Today is Christmas Eve, the day when the kids were little seemed to last forever. The tree was up, the not Santa presents were around it. And they were in full anticipation mode. When is he gonna come, can we open just one present, when will Nana, Grampie and Uncle Scott be here, what time are Meme, Papa and DeeDee getting here?

By the time I finally got them to bed, I was more exhausted than either of them. Once they were asleep then it was time to drag the Santa presents out of their hiding, and add them to the pile. I miss those days, days where you could hardly see the tree for the presents, days when the excitement was palpable. When DeeDee’s job was to put all the stickers on the new toys. I miss us all being together at my house. A houseful of love, joy, family and happiness.
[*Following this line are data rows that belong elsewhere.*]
PR #41, opened 2016-11-21
Make GHC 8 build succeed

nsuke:
I've adjusted one parenthesis and it seem to be working on GHC 8.0.1.
`-fconstraint-solver-iterations=0` flag is also needed to workaround following failure:
```
solveWanteds: too many iterations (limit = 4)
```
So concretely the build command looked like this:
```
stack --resolver lts-7.9 test --ghc-options -fconstraint-solver-iterations=0
```

FYI, due to commercialhaskell/stack#2712, currently stack's GHC does not work for some system (mine included), so it can be handy.

cc: #38


nsuke:
@judah nvm, you're already working on it.

PR #49, opened 2016-12-12
Fix TensorData encode and decode for Bool

fkm3:


tensorflow-ops/tests/TypesTest.hs
```diff
@@ -37,6 +37,7 @@ import qualified Data.ByteString.Char8 as B8
 import qualified Data.Vector as V
 
 import qualified TensorFlow.ControlFlow as TF
+import qualified TensorFlow.GenOps.Core as TF (select)
```
blackgnezdo: Does it need to be both qualified and explicitly listed?

fkm3: I prefer qualified imports, so I'm stubbornly keeping it qualified. Have to explicitly list the imports or use `hiding` to avoid collisions with `TensorFlow.Ops`.

I think we should re-export all of the non-colliding gen ops from `TensorFlow.Ops` at some point.

PR #50, opened 2016-12-13
Support fetching storable vectors + use them in benchmark

fkm3:
In addition, you can now fetch TensorData directly. This might be useful in
scenarios where you feed the result of a computation back in, like RNN.

Before:

benchmarking feedFetch/4 byte
time                 83.31 μs   (81.88 μs .. 84.75 μs)
                     0.997 R²   (0.994 R² .. 0.998 R²)
mean                 87.32 μs   (86.06 μs .. 88.83 μs)
std dev              4.580 μs   (3.698 μs .. 5.567 μs)
variance introduced by outliers: 55% (severely inflated)

benchmarking feedFetch/4 KiB
time                 114.9 μs   (111.5 μs .. 118.2 μs)
                     0.996 R²   (0.994 R² .. 0.998 R²)
mean                 117.3 μs   (116.2 μs .. 118.6 μs)
std dev              3.877 μs   (3.058 μs .. 5.565 μs)
variance introduced by outliers: 31% (moderately inflated)

benchmarking feedFetch/4 MiB
time                 109.0 ms   (107.9 ms .. 110.7 ms)
                     1.000 R²   (0.999 R² .. 1.000 R²)
mean                 108.6 ms   (108.2 ms .. 109.2 ms)
std dev              740.2 μs   (353.2 μs .. 1.186 ms)

After:

benchmarking feedFetch/4 byte
time                 82.92 μs   (80.55 μs .. 85.24 μs)
                     0.996 R²   (0.993 R² .. 0.998 R²)
mean                 83.58 μs   (82.34 μs .. 84.89 μs)
std dev              4.327 μs   (3.664 μs .. 5.375 μs)
variance introduced by outliers: 54% (severely inflated)

benchmarking feedFetch/4 KiB
time                 85.69 μs   (83.81 μs .. 87.30 μs)
                     0.997 R²   (0.996 R² .. 0.999 R²)
mean                 86.99 μs   (86.11 μs .. 88.15 μs)
std dev              3.608 μs   (2.854 μs .. 5.273 μs)
variance introduced by outliers: 43% (moderately inflated)

benchmarking feedFetch/4 MiB
time                 1.582 ms   (1.509 ms .. 1.677 ms)
                     0.970 R²   (0.936 R² .. 0.993 R²)
mean                 1.645 ms   (1.554 ms .. 1.981 ms)
std dev              490.6 μs   (138.9 μs .. 1.067 ms)
variance introduced by outliers: 97% (severely inflated)

### DIFF
--- a/tensorflow/src/TensorFlow/Nodes.hs
+++ b/tensorflow/src/TensorFlow/Nodes.hs
@@ -12,8 +12,8 @@
 -- See the License for the specific language governing permissions and
 -- limitations under the License.
 
+{-# LANGUAGE FlexibleContexts #-}
 {-# LANGUAGE FlexibleInstances #-}
-{-# LANGUAGE GeneralizedNewtypeDeriving #-}
 {-# LANGUAGE MultiParamTypeClasses #-}
 {-# LANGUAGE RankNTypes #-}
 {-# LANGUAGE ScopedTypeVariables #-}
@@ -24,7 +24,6 @@ import Control.Applicative (liftA2, liftA3)
 import Data.Map.Strict (Map)
 import Data.Monoid ((<>))
 import Data.Set (Set)
-import Data.String (IsString)
 import Data.Text (Text)
 import Lens.Family2 ((^.))
 import qualified Data.Map.Strict as Map
@@ -101,18 +100,12 @@ instance a ~ () => Fetchable ControlNode a where
 instance Nodes (Tensor v a) where
     getNodes t = Set.singleton <$> getOrAddOp (t ^. tensorOutput . outputOp)
 
-fetchTensorList :: TensorType a => Tensor v a -> Build (Fetch (Shape, [a]))
-fetchTensorList t = fmap (fmap V.toList) <$> fetchTensorVector t
-
 fetchTensorVector :: forall a v . TensorType a
-                  => Tensor v a -> Build (Fetch (Shape, V.Vector a))
+                  => Tensor v a -> Build (Fetch (TensorData a))
 fetchTensorVector (Tensor _ o) = do
     outputName <- renderOutput o
     return $ Fetch (Set.singleton outputName) $ \tensors ->
         let tensorData = tensors Map.! outputName
-            shape = Shape $ FFI.tensorDataDimensions tensorData
-            vec = decodeTensorData $ TensorData tensorData
-
             expectedType = tensorType (undefined :: a)
             actualType = FFI.tensorDataType tensorData
             badTypeError = error $ "Bad tensor type: expected "
@@ -121,21 +114,12 @@ fetchTensorVector (Tensor _ o) = do
                                    ++ show actualType
         in if expectedType /= actualType
                then badTypeError
-               else (shape, vec)
+               else TensorData tensorData
 
 -- The constraint "a ~ a'" means that the input/output of fetch can constrain
 -- the TensorType of each other.
-instance (TensorType a, a ~ a') => Fetchable (Tensor v a) (V.Vector a') where
-    getFetch t = fmap snd <$> fetchTensorVector t
+instance (TensorType a, a ~ a') => Fetchable (Tensor v a) (TensorData a') where
+    getFetch = fetchTensorVector
 
-newtype Scalar a = Scalar {unScalar :: a}
-    deriving (Show, Eq, Ord, Num, Fractional, Floating, Real, RealFloat,
-              RealFrac, IsString)
-
-instance (TensorType a, a ~ a') => Fetchable (Tensor v a) (Scalar a') where
-    getFetch t = fmap (Scalar . headFromSingleton . snd) <$> fetchTensorList t
-      where
-        headFromSingleton [x] = x
-        headFromSingleton xs
-            = error $ "Unable to extract singleton from tensor of length "
-                          ++ show (length xs)
+instance (TensorType a, TensorDataType s a, a ~ a') => Fetchable (Tensor v a) (s a') where
+    getFetch t = fmap decodeTensorData <$> fetchTensorVector t
--- a/tensorflow/src/TensorFlow/Nodes.hs
+++ b/tensorflow/src/TensorFlow/Nodes.hs
@@ -28,7 +28,6 @@ import Data.Text (Text)
 import Lens.Family2 ((^.))
 import qualified Data.Map.Strict as Map
 import qualified Data.Set as Set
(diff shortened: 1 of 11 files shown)


fkm3:
I couldn't find a way to deal with overlapping instances, so I just listed all of the instances manually. Tensorflow only supports a small set of element types, so this seems reasonable to me. Let me know what you think.

fkm3:
Half baked idea: Instead of

```haskell
class TensorDataType s a where
    ...

instance TensorDataType V.Vector Float
```

we could make it

```haskell
class TensorDataType a where
    ...

instance TensorDataType (V.Vector Float)
```

then, we could drop `Scalar` and allow scalars to be fetched directly

```haskell
instance TensorDataType Float
```

tensorflow/src/TensorFlow/Types.hs
```diff
@@ -163,40 +133,173 @@ instance TensorType Word8 where
...
+
+instance TensorDataType V.Vector Int16 where
+    decodeTensorData = S.convert . simpleDecode
+    encodeTensorData x = simpleEncode x . S.convert
+
+instance TensorDataType S.Vector Int32 where
+    decodeTensorData = simpleDecode
+    encodeTensorData = simpleEncode
+
+instance TensorDataType V.Vector Int32 where
```
judah: Does this work to remove some of the redundancy?

    instance TensorDataType S.Vector a => TensorDataType V.Vector a where
        decodeTensorData = S.convert . decodeTensorData
        encodeTensorData x = simpleEncode x . S.convert

(maybe with some extra type annotations as in the Bool instance)

tensorflow/src/TensorFlow/Types.hs
```diff
@@ -95,66 +100,31 @@ import Proto.Tensorflow.Core.Framework.Types (DataType(..))
 import TensorFlow.Internal.VarInt (getVarInt, putVarInt)
 import qualified TensorFlow.Internal.FFI as FFI
 
--- | Data about a tensor that is encoded for the TensorFlow APIs.
-newtype TensorData a = TensorData { unTensorData :: FFI.TensorData }
-
 -- | The class of scalar types supported by tensorflow.
-class TensorType a where
+class TensorDataType V.Vector a => TensorType a where
```
judah: This particular superclass constraint seems a little odd since I think for most types users will want to use S.Vector rather than V.Vector...does anything get more complicated if you just remove it?  (Since otherwise TensorType is usually about graph construction, not fetching.)

tensorflow/src/TensorFlow/Types.hs
```diff
@@ -163,40 +133,173 @@ instance TensorType Word8 where
...
+instance TensorType (Complex Double) where
+    tensorType _ = DT_COMPLEX128
+    tensorRefType _ = DT_COMPLEX128
+    tensorVal = error "TODO (Complex Double)"
+
+
+-- | Tensor data with the correct memory layout for tensorflow.
+newtype TensorData a = TensorData { unTensorData :: FFI.TensorData }
+
+-- | Types that can be converted to and from 'TensorData'
```
judah: Period at the end of the sentence.

tensorflow/src/TensorFlow/Types.hs
```diff
@@ -163,40 +133,173 @@ instance TensorType Word8 where
...
+--
+-- 'S.Vector' is the most effecient to encode/decode for most element types.
```
judah: 'efficient'

tensorflow/src/TensorFlow/Types.hs
```diff
@@ -163,40 +133,173 @@ instance TensorType Word8 where
...
+class TensorDataType s a where
```
judah: With respect to your comment about removing the need for Scalar, maybe we could use type families:

    class TensorDataType a where
        type TensorDataTypeElem a
        decodeTensorData :: TensorData (TensorDataTypeElem a) -> a

etc.

Not necessary for this CL, though.

tensorflow/src/TensorFlow/Nodes.hs
```diff
@@ -101,18 +100,12 @@ instance a ~ () => Fetchable ControlNode a where
 instance Nodes (Tensor v a) where
     getNodes t = Set.singleton <$> getOrAddOp (t ^. tensorOutput . outputOp)
 
-fetchTensorList :: TensorType a => Tensor v a -> Build (Fetch (Shape, [a]))
-fetchTensorList t = fmap (fmap V.toList) <$> fetchTensorVector t
-
 fetchTensorVector :: forall a v . TensorType a
-                  => Tensor v a -> Build (Fetch (Shape, V.Vector a))
```
judah: If you're removing this instance, is there another way to access the Shape of a fetched Tensor?

tensorflow/src/TensorFlow/Types.hs
judah: Ah, I saw you mentioned a concern about overlapping instances.  To be honest this seems like a reasonable use case to mark the more general instance as `{-# OVERLAPPABLE #-}`.  But up to you.

tensorflow/src/TensorFlow/Types.hs
fkm3: It just reduced the code churn in our tests, but on second thought that isn't worth it.

I've made `TensorType` a superclass of `TensorDataType` instead, but that is just for convenience. Let me know what you think.

tensorflow/src/TensorFlow/Types.hs
fkm3: Done.

tensorflow/src/TensorFlow/Types.hs
fkm3: Done.

tensorflow/src/TensorFlow/Types.hs
fkm3: May give this a try in a separate PR.

tensorflow/src/TensorFlow/Types.hs
fkm3: Done.

tensorflow/src/TensorFlow/Nodes.hs
fkm3: This isn't an instance. I was thinking of `fetchTensorVector` as an internal function and you can still get the shape by using `TensorData`. Adding instance for `(Shape, ...)` sounds like a good idea though.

Christmas isn’t the same, and it never will be. After the death of Connor it became a holiday season that I dread. From the beginning of November until New Years Eve I would literally like to be a hibernating bear. Just curl up, go to sleep and wake me for Kyle’s Birthday on New Years Day, but I can’t do that.

So what I do is muddle through, stuff the grief down as far as it will go, even though it will bubble to the surface as the season goes on. Nothing will change the fact that our lives have changed. Without Connor there is less joy, silliness and general mayhem in this house. Kyle brings the stability, love and general calm to us.
I love both my boys, equally and differently. Because they are 2 completely different children, with different, needs, wants and personalities. That is what makes them unique and totally love able in this mom’s heart.

So to Kyle, Merry Christmas and your birthday will be here in the blink of an eye. I am immensely proud of the young man you have become, you and Holly forging a life of your own. Good jobs, an apartment 2 cats,and the trappings of adulthood. I love you more than you will ever know, to the moon and back.

To Connor, I miss you with every fiber of my being. I miss witnessing who you would have become, and all the chaos that you brought to our lives. The love that you brought, having Jordan by your side. Like your brother, I love you to the moon and back.